The PCMCIA modules like to call devfs functions [if available] on a timer for some reason. When you get an interrupt, it has no clue what do to with it sends it over to schedule() which BUGs() out as it's also clueless...
Comment 11 Jesper Toft 2003-08-27 02:48:26 UTC
This works! 
Comment 12 Tim Yamin (RETIRED) gentoo-dev 2003-08-27 02:52:42 UTC
Resolving. I'll try and get this into the next gentoo kernel. Thanks for your help  :-)

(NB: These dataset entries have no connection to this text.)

PR #6933, opened 2026-09-17
WI-002614: the manifest stops doing day arithmetic on the lock lifespan

yusuffGoodie:
> **Stacked:** [#6930](https://github.com/ONE-F-M/one_fm/pull/6930) → [#6931](https://github.com/ONE-F-M/one_fm/pull/6931) → [#6932](https://github.com/ONE-F-M/one_fm/pull/6932) → this. Base is the 002540 branch, so the diff is only its own commit.

## One field, two symptoms

A `Route Plan Assignment`'s `start_time`/`end_time` carry **two different things**: the TIME is the daily trip window, the DATE is the multi-day vehicle lock's lifespan (TR-8). They're stamped when the lock is set, not when the bus drives — so two stops of one run routinely hold unrelated dates.

The manifest was subtracting those timestamps **whole**. That one expression, in two places, is both bugs in the report:

| symptom | cause |
|---|---|
| `+11 DAY`, `+12 DAY`, `+27 DAY` on a run that finished the same afternoon (**AC2**) | `dayOffset` took the raw date difference |
| a **24h** drive between two stops twenty minutes apart (**AC3**) | `calcTransit`'s clock-gap fallback took the same difference → ~86400s → `fmtDuration` clamps past-a-day to a flat `"24h"` |

## The fix

Both readers now go through one `secondsOfDay()` helper and take the **time of day and nothing else**, in `Asia/Kuwait` — the clock every time on this page is already printed in (`fmtTime`), so a stop can't disagree with the arithmetic done about it. Reading the raw ISO string instead would take UTC hours and silently shift everything by three.

- **AC2** — a leg crosses midnight when it arrives at a clock time *earlier* than the run left at, which is the only thing these timestamps can honestly report. Capped at one day. **AC 1.6 still holds**: a leg that really does cross 00:00 still says so (22:30 → 00:20 is `+1 Day`).
- **AC3** — the fallback wraps at midnight rather than going negative, so 23:40 → 00:20 is forty minutes, not minus twenty-three hours. The 24h clamp is now unreachable.

## AC1 — deliberately not addressed here

AC1's examples (`14:00 + 15min → 14:15`, `+25 → 14:40`, `+25+40 → 15:45`) describe the forward walk that **`walk_legs` already performs server-side** — the single rule the Trip Builder, the canvas blocks, the Route Plan rows and the manifest all read.

Re-deriving stop times in the browser would be a *third* implementation of that walk, which is precisely the drift the existing code comments warn about, and which your earlier call ("keep `walk_legs`, apply the formula per leg") rules out. The arithmetic mismatches reported look like the **same corrupted dates** rather than a separate defect — the transit labels were wrong, so the sequence read wrong.

**So AC1 needs a look at the real screen once this date noise is gone.** If stop times are still inconsistent after this, that's a genuine second defect and I'll chase it — but I'm not building a competing timing model on a guess.

## Tests

`one_fm/tests/test_manifest_timestamp_math.py` — 16 tests. The JS rules are walked in Python (including the report's own 14:00/14:15/14:40/15:45 numbers), plus exhaustive sweeps asserting **no** start/end pair can ever produce a badge above 1 day or a gap reaching a full day.

| module | result |
|---|---|
| `test_manifest_timestamp_math` | 16 passed |
| `test_transportation_manifest_page` | OK |
| `test_stop_removal_controls` | OK |
| `test_merge_preview` | OK |

**Not yet click-tested** — Playwright's MCP server needs a session restart to pick up the Node-20 fix.


yusuffGoodie:
## Verified in the browser against real plan data

Ran both rules over **RP-2026-06-1754678** — 105 runs, 597 assignment rows:

| | rows badged | worst badge |
|---|---|---|
| **old rule** (whole-timestamp subtraction) | **53** | **+39 Day** |
| **new rule** (time of day only) | **2** | **+1 Day** |

The 53 include the exact symptoms in the report:

| run | start | stop | old | new |
|---|---|---|---|---|
| MIX-258399717d82 | 2026-08-18 11:18 | 2026-08-29 11:52 | **+11 Day** | 0 |
| MIX-258399717d82 | 2026-08-18 11:18 | 2026-08-30 12:07 | **+12 Day** | 0 |
| MIX-a762fdd92886 | 2026-08-18 00:55 | 2026-08-30 02:30 | **+12 Day** | 0 |

Note the times in each pair: 11:18 → 11:52 is **34 minutes apart**. Only the DATE differs — and that date is the vehicle-lock lifespan, never the run's day. That is the whole bug.

The 2 surviving badges are genuine midnight crossings, so **AC 1.6 still holds**.

On the live manifest page after the fix: no `+N Day` badge anywhere, and no `24h` transit.

Still open as stated in the description: **AC1** wants checking against the real screen now the date noise is gone.

NoBoneZ (approved):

Comment 13 Tim Yamin (RETIRED) gentoo-dev 2003-08-28 01:02:52 UTC
*** Bug 27448 has been marked as a duplicate of this bug. ***
Comment 14 Lindsay Haisley 2003-09-22 12:23:40 UTC
I note that this bug is still in gentoo-sources (r7) which I put on a system this past weekend (c.a. 9/20/03).  This problem occurs in other contexts, apparently, as I found out when a newly installed kernel on a desktop system crashed with the same error.  I had to apply the same fix.

Did this slip through the cracks?  Shouldn't it be in gentoo-sources by now?  It's marked as FIXED.
Comment 15 Tim Yamin (RETIRED) gentoo-dev 2003-09-24 12:33:06 UTC
Fixed in CVS, should sync over to Portage soon.